Composition, organization and properties of high temperature alloys for turbine blades

With the continuous development of gas turbines and aero-engines, the gas temperature in front of the turbine is getting higher and higher, and the requirements for high-temperature strength of high-temperature alloys are getting higher and higher. Therefore, the degree of alloying of turbine blade materials is increasing, and the number of reinforcing phases is increasing. High temperature alloys for turbine blades have gone through a development process from deformed high temperature alloys to equiaxial crystal casting alloys to directionally solidified column crystal and single crystal high temperature alloys. This chapter will focus on the composition, organization and properties of high temperature alloys for turbine blades at home and abroad.

Deformation of high-temperature alloy for turbine blades

Domestic and foreign turbine blade with deformation of the composition of high-temperature alloys

1. Foreign turbine blade with deformation of high-temperature alloy composition of foreign turbine blade with nickel-based deformation of most of the high-temperature alloys contain 15% ~ 20% of Cr for solid solution strengthening, the formation of Ni-Cr matrix. At the same time, Cr can also ensure the formation of Cr2O3-based oxide film, so that the alloy has sufficient oxidation and thermal corrosion resistance. The earliest deformed high-temperature alloys, Nimonic75, Nimonic80 and Inconelx-750, were developed on this principle. In order to further improve the strength, the addition of 10% ~ 20% of Co, reduce the matrix stacking layer wrong energy, so that the cross-slip shift more difficult, resulting in solid solution strengthening.
Most alloys also add 3% ~ 6% of Mo for solid solution strengthening, a small number of alloys are also added at the same time 1% ~ 6% of W for solid solution strengthening. Solid solution strengthening of the alloy matrix strength has been significantly improved, but not enough to bear the turbine blade at high temperatures and complex stress conditions, therefore, it is also necessary to add Al and Ti for y-phase precipitation strengthening. the higher the content of Al + Ti, the more the number of γ-phase, the better the effect of strengthening, Nb and Ta in addition to dissolve into the y matrix solid solution strengthening, but also a large number of into the γ-phase, strengthen the r-phase, increase the number of y’phase, improve the dissolution temperature of γ phase, and increase the number of γ phase. Improve the dissolution temperature of the γ phase, enhance the effect of y’phase strengthening. Precipitation strengthening of high temperature alloys γ phase strengthening is the main strengthening mechanism. In order to further improve the creep, endurance strength, but also add about 0.005% ~ 0.015% or so of boron, in order to improve the interatomic bonding of grain boundaries, strengthen the grain boundaries, a few alloys also added 0.01% ~ 0.1% of Zr, and B together with the combination of strengthening the grain boundaries. The development of the former Soviet Union turbine blade alloys such as 3N617, 3N929 and 3П220, etc., but also added 0.3% to 0.6% of V, of which 70% to 90% dissolved into the y matrix, play a role in solid solution strengthening, and significantly improve the plasticity of hot working. Table 60-1 gives the composition of foreign turbine blade with deformation of nickel-based high-temperature alloys.

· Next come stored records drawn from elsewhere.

PR #2711, opened 2023-08-17
Bug Fix Fixes #2710

### LINKED ISSUE #2710: [BUG_SP] Inital State in Combine Unloader creates a no path found condition
When resuming a combine unloader on field unload that is above the trailer fill level it will create a no path found condition. The idle state is set first time this code is ran. Then the idle state will be set again while waiting on pathfinder. Logic downstream that checks to see if a path is found includes a state check which fails because it is looking for the waiting for pathfinder state. I put debug prompts in the code to determine this and it printed three times. Log https://pastebin.com/HnXGQ6dg. ```self:debug('I am setting idle")``` was placed before line 390

https://github.com/Courseplay/Courseplay_FS22/blob/b2574c51a371eafa630f8afe26df45172a60eecf/scripts/ai/AIDriveStrategyUnloadCombine.lua#L385-L391

pops64:
Doesn't prevent creating multiple timers in the 50ms delay in the first one to get out of the initial state but will prevent a state change once beyond initial

### DIFF
--- a/scripts/ai/AIDriveStrategyUnloadCombine.lua
+++ b/scripts/ai/AIDriveStrategyUnloadCombine.lua
@@ -384,10 +384,12 @@ function AIDriveStrategyUnloadCombine:getDriveData(dt, vX, vY, vZ)
         end
     elseif self.state == self.states.INITIAL then
         Timer.createOneshot(50, function ()
-            --- Pipe measurement seems to be buggy with a few over loaders, like bergman RRW 500,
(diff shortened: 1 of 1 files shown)


pvaiko (approved):

pops64:
Add the fix suggest by @schwiti6190 in the issue related to this

Tensuko (approved):

schwiti6190 (approved):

2. Domestic turbine blade with deformation of high-temperature alloy composition of China’s production of nickel-based deformation of high-temperature alloys most of the reference to the corresponding foreign alloy composition on the basis of the successful development. Table 60-2 for the domestic nickel-based deformation of the chemical composition of high-temperature alloys, the role of alloying elements and foreign deformation of high-temperature alloys. GH4413 for the authors equal to 2001 began the development of nickel-based deformation alloy, is a high-strength alloys, adding about 7% of Al and Ti, the formation of about 29% of the spherical γ-phase for precipitation strengthening, 13% of W and Mo for solid solution strengthening, and contains 15% Co and 10.5% Cr as a sufficient strength of the Ni-Cr-Co substrate, and also contains a trace boron to strengthen the grain boundaries. GH4413 is a material for turbine blades for naval gas turbines and is used to make 5th and 6th stage turbine blades.